4.Periode Tahun 1980
Melihat keterpurukan yang sempat terjadi dalam industri farmasi, Pemerintah mengeluarkan Peraturan Pemerintah Nomor 25 tahun 1980 tentang perubahan atas PP No. 26 Tentang Apotek. Juga mengeluarkan Peraturan Pemerintah No. 51 tahun 2009 tentang Pekerjaan Kefarmasian. Tak hanya itu, Pemerintah juga mengeluarkan peraturan yang mengatur tentang pemberian izin Apotek. Peraturan ini terus berubah mulai dari UU No.3/1953 tentang pembukaan apotek sampai dengan Keputusan Menteri Kesehatan No.1332/Menkes/SK/X/2002 tentang perubahan PERMENKESRI No.922/Menkes/PER/X/1992 tentang ketentuan dan tata cara pemberian izin apotik sesuai dengan perkembangan dunia bisnis dan ilmu serta teknologi yang berkembang saat itu.
5.Periode 2014 – sekarang
Diluncurkan Jaminan Kesehatan Nasional (JKN) pada tahun 2014, sejak tahun 2014 pasar farmasi Indonesia mengalami evolusi secara signifikan. Karena sebenarnya JKN dinilai cukup mengganggu industri farmasi dalam negeri, meskipun mampu memperluas cakupan pasar dan menyediakan akses layanan dan perawatan kesehatan bagi masyarakat luas. Hal ini disebabkan karena pemerintah menetapkannya harga yang cukup ketat untuk obat-obatan yang diterima dalam JKN, dan bahkan sebagian obat-obatan ini kemudian disediakan secara gratis untuk warga negara yang memenuhi syarat saat berobat.
Akibatnya, jumlah pasien JKN terus meningkat pesat sedangkan jumlah pasien yang menanggung biaya pengobatannya sendiri justru menjadi cenderung stagnan. Walaupun pada akhirnya banyak pasien yang akhirnya lebih memilih menanggung biaya kesehatan sendiri karena tak ingin berlama-lama menunggu saat memanfaatkan JKN.
6.Perkembangan Industri Farmasi di Saat Pandemi Covid-19
Wabah COVID-19 ini sebenarnya menciptakan peluang untuk mendorong produksi farmasi dalam negeri. Namun akibat ketergantungan pada bahan baku impor yang sekitar 60 persennya diimpor dari Cina, maka pandemi Covid 19 justru menurunkan produksi industri farmasi Indonesia hingga 60 persen di bulan Mei 2020. Efek positif pandemi Covid-19 bagi industri farmasi adalah adanya relaksasi aturan yang sangat membantu industri farmasi.

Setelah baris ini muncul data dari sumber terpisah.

PR #1487, opened 2020-06-11
minor improvements in Info panel

rodolforg:
* Replace deprecated Gtk::Table
* Use bold attribute to highlight the labels X, Y, R, G, B
* Make expandable only the vertical separator (position/color)
* Add tooltip for color components to clarify what the value between
  brackets means

### DIFF
--- a/synfig-studio/src/gui/docks/dock_info.cpp
+++ b/synfig-studio/src/gui/docks/dock_info.cpp
@@ -106,42 +106,82 @@ studio::Dock_Info::Dock_Info()
 {
 	set_use_scrolled(false);
 
-	Gtk::Table *table = manage(new Gtk::Table);
+	Gtk::Grid *table = manage(new Gtk::Grid);
+	table->set_column_spacing(3);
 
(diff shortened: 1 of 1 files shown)


rodolforg:
**Before**:
Captura de tela de 2020-06-11 04-11-06
**After**:
Captura de tela de 2020-06-11 04-03-54

FirasH:
Just a thought... is it possible to move the percentace inside the progress bar?

rodolforg:
Directly via GTK, no. It has no settings, AFAIK. The only available settings I see are the text string and a CSS node (that I suppose doesn't allow to move into the progress bar).

For its default theme (Adwaita), GTK renders a thin progress bar. Synfig forces it to a minimum 20px height in `app.cpp`:
`	data += "progress, trough 					{ min-height: 20px; }\n";`

But it would be possible, yes, via Gtk::Overlay, but it wouldn't make sense if progress bar become its standard, thin height.

ice0:
Merged. Thank you!

Issue #1249, opened 2020-03-16
[CMake] Set definitions and compile flags based on CMAKE_BUILD_TYPE


ice0:
Currently if you set CMAKE_BUILD_TYPE you must get different binaries with different splash screens, different About dialog, etc.

So we need to set some defines based on build type.
For example:
```
(for debug builds)
_DEBUG 
SHOW_EXTRA_INFO # Show extra info in the about dialog

compile_options: -fno-inline-functions -fno-inline -g -O0 -Wall
```

Here is a good article explaining some moments.
https://blog.kitware.com/cmake-and-the-default-build-type/

* Also need to set default build type to Debug.
* Need to add CMake message with Build type

ice0:
For Debug build:
```
set(CMAKE_C_FLAGS "${CMAKE_C_FLAGS} -fsanitize=undefined  -fsanitize=address  -fno-omit-frame-pointer")
set(CMAKE_CXX_FLAGS "${CMAKE_CXX_FLAGS} -fsanitize=undefined  -fsanitize=address -fno-omit-frame-pointer")
```

AYESDIE:
I had a couple of question.

Where is the bash script for *release* build located?
Do we need to work on all the build types `Debug`, `Release`, `RelWithDebInfo` and `MinSizeRel`, or just the two `Debug` and `Release`.

ice0:
> Where is the bash script for release build located?
Here is the script: https://github.com/synfig/synfig/blob/master/2-build-production.sh

Also you may need to check autotools script, it have logic for chooses different splash screens. Maybe need to set some flag for that.

> Do we need to work on all the build types Debug, Release, RelWithDebInfo and MinSizeRel, or just the two Debug and Release.

Currently we need a possibility to change flags for Debug and Release only,

AYESDIE:
I found the autotools logic for all those, but are there other things that need to be looked at other than splash screen, about section and compiler flags?

ice0:
I think that will be enough. In any case, we can add other options later.

PR #1500, opened 2020-06-16
Different CMake builds based on CMAKE_BUILD_TYPE.

AYESDIE:
Fixes: #1249

### DIFF
--- a/CMakeLists.txt
+++ b/CMakeLists.txt
@@ -9,9 +9,28 @@ set(CMAKE_ARCHIVE_OUTPUT_DIRECTORY ${SYNFIG_BUILD_ROOT}/lib)
 set(CMAKE_LIBRARY_OUTPUT_DIRECTORY ${SYNFIG_BUILD_ROOT}/lib)
 set(CMAKE_RUNTIME_OUTPUT_DIRECTORY ${SYNFIG_BUILD_ROOT}/bin)
 
+if (NOT CMAKE_BUILD_TYPE)
+    set(CMAKE_BUILD_TYPE Debug)
+endif()
+
+set(CMAKE_C_FLAGS_DEBUG "${CMAKE_C_FLAGS_DEBUG} -fno-inline-functions -fno-inline -g -O0 -Wall")
+set(CMAKE_CXX_FLAGS_DEBUG "${CMAKE_CXX_FLAGS_DEBUG}  -fno-inline-functions -fno-inline -g -O0 -Wall")
+
+# This can be enabled once the address sanitization related errors are resolved.
+#set(CMAKE_C_FLAGS_DEBUG "${CMAKE_C_FLAGS_DEBUG} -fsanitize=undefined  -fsanitize=address -fno-omit-frame-pointer")
+#set(CMAKE_CXX_FLAGS_DEBUG "${CMAKE_CXX_FLAGS_DEBUG}  -fsanitize=undefined  -fsanitize=address  -fno-omit-frame-pointer")
+
+message("-- CMAKE_BUILD_TYPE: ${CMAKE_BUILD_TYPE}")
+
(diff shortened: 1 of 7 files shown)


synfig-studio/src/gui/dialogs/about.cpp
```diff
@@ -244,7 +244,11 @@ About::About()
 	extra_info += etl::strprintf(_("Built on %s" /* at %s */ "\n\n"), __DATE__ /* , __TIME__ */ );
 
 	extra_info += etl::strprintf(_("Built with:\n"));
-	extra_info += etl::strprintf(_("ETL %s\n"), ETL_VERSION);
+
+	#ifdef ETL_VERSION
```
ice0, line 248: I think it is better to define ETL_VERSION as autotools did.

synfig-studio/images/CMakeLists.txt
```diff
@@ -269,7 +268,40 @@ foreach (IMAGE IN ITEMS ${IMAGES})
...
+# Splash Screen
+if(${CMAKE_BUILD_TYPE} MATCHES Debug)
+    # Get git details for splash_screen_development.sif.in
+    configure_file(
+        ${CMAKE_CURRENT_SOURCE_DIR}/splash_screen_development.sif.in
+        ${CMAKE_CURRENT_BINARY_DIR}/splash_screen_development.sif
+        @ONLY
+    )
+
+    add_custom_command(
```
ice0, line 280: Why not put the image path ($ {CMAKE_CURRENT_BINARY_DIR} /splash_screen_development.sif) in the variable and move the `add_custom_command` out from the condition?

synfig-studio/src/gui/CMakeLists.txt
```diff
@@ -19,6 +19,21 @@ add_definitions(-DSYNFIG_DATADIR="${SYNFIG_DATA_PREFIX}")
 add_definitions(-DLOCALEDIR="${DATA_PREFIX}/share/locale")
 add_definitions(-DCMAKE_BUILD)
 
+if (CMAKE_BUILD_TYPE MATCHES Debug)
+    add_definitions("-DSHOW_EXTRA_INFO")
+
+    execute_process(
```
ice0, line 25: Since this code is not portable and cannot be run under Windows (without MSYS), it is better to manually set `ETL_VERSION="1.5.0"` and move this code to the main CMakeLists.txt

CMakeLists.txt
```diff
@@ -1,4 +1,5 @@
-cmake_minimum_required(VERSION 2.8)
+cmake_minimum_required(VERSION 3.1)
```
ice0, line 1: Which function requires version 3.1?

AYESDIE: We are using version 3.1 as a minimum in `synfig-studio/CMakeLists.txt` and `synfig-core/CMakeLists.txt`.

ice0: Yeah, they need to be fixed too. Added issue here: https://github.com/synfig/synfig/issues/1509

CMakeLists.txt
```diff
@@ -8,9 +9,41 @@ set(CMAKE_ARCHIVE_OUTPUT_DIRECTORY ${SYNFIG_BUILD_ROOT}/lib)
...
+message("-- CMAKE_BUILD_TYPE: ${CMAKE_BUILD_TYPE}")
+
+include(SynfigFindGit)
+
 add_subdirectory(ETL)
 include_directories(ETL)
 include_directories(${PROJECT_BINARY_DIR}/ETL) # to find the generated etl_profile.h
+
+
+execute_process(
```
ice0, line 32: Please remove this part as it is no longer needed.

ice0:
Merged. Thank you!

Pandemi COVID-19 yang terjadi mulai awal tahun 2020 menjadikan kebutuhan akan vitamin, suplemen dan obat herbal untuk meningkatkan daya tahan tubuh secara umum meningkat, sehingga industri farmasi yang bermain di sektor tersebut memperoleh pertumbuhan yang cukup besar, ditandai dengan PDB Industri Kimia, Farmasi dan Obat Tradisional yang tumbuh paling tinggi di antara 15 (lima belas) kelompok Industri Pengolahan Nonmigas pada 2020, yaitu mencapai 9,39% (yoy), pertumbuhan ini juga meningkat dibandingkan tahun 2019 yaitu sebesar 8,48% (yoy). Kontribusi Industri Kimia, Farmasi dan Obat Tradisonal juga meningkat pada 2020 sebesar 10,75% terhadap PDB Industri Pengolahan Nonmigas dibanding kontribusi sebesar 9,56% di tahun 2019. Sepanjang tahun 2020, permintaan komoditas farmasi dan alat kesehatan mengalami peningkatan signifikan sebagai respon dari masyarakat maupun pemerintah untuk mengantisipasi dan mengatasi Pandemi COVID-19. Peningkatan penjualan tertinggi yaitu pada komoditas personal protective sebesar 50,3% dari sebelumnya hanya sebesar 0,1%. Sedangkan peningkatan permintaan terbesar komoditas kesehatan yaitu untuk masker sebesar 12,6%, hand sanitizer 3,1% dan handsoap 2,1%.